ASEAN Must Demand Myanmar Military Reverse Course, But Lacks Political Grip - Rights NGO

MOSCOW (Pakistan Point News / Sputnik - 12th February, 2021) While the leaders of Malaysia and Indonesia are rightly seeking an emergency meeting of the Association of Southeast Asian Nations (ASEAN) over the Myanmar military coup, the bloc is unlikely to go beyond vague statements and demand an end to the power takeover, Human Rights Watch told Sputnik.

Speaking at a joint presser last week, Indonesia's President Joko Widodo and Malaysian Prime Minister Muhyiddin Yassin called for a meeting of ASEAN foreign ministers to discuss the crisis in Myanmar.

"The ASEAN member states should urgently meet and demand that the Myanmar military reverse course ... and restore Aung San Suu Kyi and the National League for Democracy government that the people voted for. However, they are highly unlikely to do anything more than make vague, ambiguous statements of concern because ASEAN is still governed by a rule that prevents any sort of interference in what they term the "internal affairs" of their member states," Phil Robertson, Human Rights Watch deputy Asia director, said.

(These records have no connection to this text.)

PR #264, opened 2019-06-21
feat(cli): use cac for cli

evillt:
```console
$ yarn create nuxt-app --help
...
success Installed "create-nuxt-app@2.7.1" with binaries:
      - create-nuxt-app
> Generating Nuxt.js project in /Users/evila/--help
? Project name (--help) 
```

The `target path` is `/User/evila/--help` obviously not right 🤔

### DIFF
--- a/cli.js
+++ b/cli.js
@@ -1,20 +1,31 @@
 #!/usr/bin/env node
 const path = require('path')
 const sao = require('sao')
+const cac = require('cac')
 const chalk = require('chalk')
 const { version } = require('./package.json')
 
 const generator = path.resolve(__dirname, './')
-// In a custom directory or current directory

According to the rights activist, anti-coup protests across Myanmar will continue, as the previous five decades of the military rule "ran the society and the economy into the ground."

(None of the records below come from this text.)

PR #270, opened 2019-06-27
chore: update @nuxtjs/eslint-module

ricardogobbosouza:


manniL:
Not necessary IMO as `^0.X.Y` always includes all versions starting with `0.`

ricardogobbosouza:
@manniL You're right!

manniL:
I was wrong here :see_no_evil: 	
This doesn't apply to < v1 versions, so
`^0.1.Y` won't over everything starting with 0 but only everything starting with `0.1`.

ricardogobbosouza:
@manniL truth :grin:
I'm going to release `v1.0.0`, I think it's stable now

manniL:
:+1: 	
Feel free to update the deps here then :relaxed:

PR #272, opened 2019-06-28
feat(chore): included a dedicated option to show up envinfo

### LINKED ISSUE #240: Print out local environment information on passing in a dedicated option (--info)
It is good to have a dedicated option which prints out the local environment information.
## Proposed API
`create-nuxt-app --info`

```bash
Environment Info:

  System:
    OS: Linux 4.18 Ubuntu 18.10 (Cosmic Cuttlefish)
    CPU: (2) x64 Intel(R) Pentium(R) CPU G2020 @ 2.90GHz
  Binaries:
    Node: 8.11.4 - /usr/bin/node
    Yarn: 1.13.0 - /usr/local/bin/yarn
    npm: 6.9.0 - /usr/local/bin/npm
  Browsers:
    Chrome: 72.0.3626.81
    Firefox: 65.0
```

I would be happy to work on this :clap:

jamesgeorge007:
Fixes #240

## Proposed API

`create-nuxt-app --info`

```bash
Environment Info:

  System:
    OS: Linux 4.18 Ubuntu 18.10 (Cosmic Cuttlefish)
    CPU: (4) x64 Intel(R) Core(TM) i5-7200U CPU @ 2.50GHz
  Binaries:
    Node: 8.11.4 - /usr/bin/node
    Yarn: 1.17.0-0 - /usr/local/bin/yarn
    npm: 6.9.0 - /usr/local/bin/npm
  Browsers:
    Chrome: 74.0.3729.157
    Firefox: 67.0.2
  npmGlobalPackages:
    create-nuxt-app: 2.8.0
```


jamesgeorge007:
cc @clarkdo

cli.js
```diff
@@ -12,7 +13,23 @@ const cli = cac('create-nuxt-app')
 cli
   .command('[out-dir] [options]', 'Generate in a custom directory or current directory')
   .option('--edge', 'To install `nuxt-edge` instead of `nuxt`')
-  .action((outDir = '.') => {
+  .option('--info', 'Print out debugging information relating to the local environment')
+  .action(async (outDir = '.') => {
+    const hasInfoArg = process.argv.slice(2)[0] !== '--edge'
```
manniL:
```suggestion
    const hasInfoArg = process.argv.slice(2)[0] !== '--edge'
```

Could we make the check more stable? :thinking: 	
Something like "if `--info` is included as an argument at all"?

cli.js
```diff
@@ -12,7 +13,23 @@ const cli = cac('create-nuxt-app')
...
+    if (hasInfoArg) {
```
manniL: Maybe we could extract the if body as a function?

cli.js
jamesgeorge007: `cac` takes care of any other arguments passed in and warns appropriately except `--edge` and `--info`.

cli.js
jamesgeorge007: @manniL What you intend is to have the implementation within a dedicated method?

manniL: Improving code readability :relaxed:

cli.js
manniL: Maybe I'm getting this wrong but:

In case there will be a third flag (say `--foo`) added in the future, people would have to touch that line of code again as they'd have to check against `--edge` and `foo`. So I'd probably explicitly check for `=== '--info'` :thinking:

jamesgeorge007: Gotcha :+1:

jamesgeorge007:
cc @manniL

cli.js
```diff
@@ -3,26 +3,47 @@ const path = require('path')
...
-    sao({ generator, outDir, logLevel: 2 })
-      .run()
-      .catch((err) => {
-        console.trace(err)
-        process.exit(1)
-      })
+    const hasInfoArg = process.argv.slice(2)[0] === '--info'
+    if (hasInfoArg) {
+      showEnvInfo()
+    } else {
```
manniL: How about 
```
if (hasInfoArg) {
 return showEnvInfo()
}
```

You can avoid the else then :)

jamesgeorge007: :+1:

jamesgeorge007:
cc @manniL

jamesgeorge007:
cc @manniL

evillt:
Maybe you can use the `action` second param `options.info` to instead of `process.xxxxxxxxx`

But what this feature actually for?🤔

jamesgeorge007:
@evillt I had given it a try, and it doesn't seem to work as expected. 

> But what this feature actually for? :thinking:
The dedicated `--info` option is intended to simplify bug reports submissions. There could be a section within the PR/issue template where in which the users can paste the results as provided of `create-nuxt-app --info`.

cli.js
```diff
@@ -3,16 +3,36 @@ const path = require('path')
...
+  console.log(result)
+  process.exit(1)
+}
+
 cli
   .command('[out-dir] [options]', 'Generate in a custom directory or current directory')
   .option('--edge', 'To install `nuxt-edge` instead of `nuxt`')
+  .option('--info', 'Print out debugging information relating to the local environment')
   .action((outDir = '.') => {
+    const hasInfoArg = process.argv.slice(2)[0] === '--info'
```
jamesgeorge007: const [, , arg] = process.argv;
const hasInfoArg = arg === '--info';

jamesgeorge007: Just an alternative approach :thinking:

"The Burmese people are not willing to return to that nightmare of military rule because they know the suffering and abuses that path holds for them, so they will use their rights to demand the restoration of the democratic government they overwhelmingly voted for in November," Robertson stated.

He stressed that now it is not the public revolt, but "the military's unfounded, rights violating action" to launch a coup just as the new parliament was about to convene is "the true threat to the stability of the country."

The fact that the takeover took place as Myanmar was to start its vaccination campaign while struggling to fight the pandemic only underscores it, according to the HRW representative.

"If Tatmadaw [militray] commander in chief Sr. Gen. Min Aung Hlaing was serious in concerns about Covid-19, he should have never destabilized the country by mounting a military coup in the first place. There was absolutely zero chance that a military coup to remove a government elected with more than 80% of the vote would be able to function normally. It was pretty much a given fact that protests would follow to resist any sort of military takeover," Robertson added.

On February 1, the Myanmar military seized power hours before the new parliament was due to hold its inaugural session. The nation's de facto leader, Aung San Suu Kyi, was arrested alongside other senior officials, after the military accused her party of rigging the November elections.

Protests have since broke out nationwide to demand that the military restore the civilian government, which had been in power since 2015.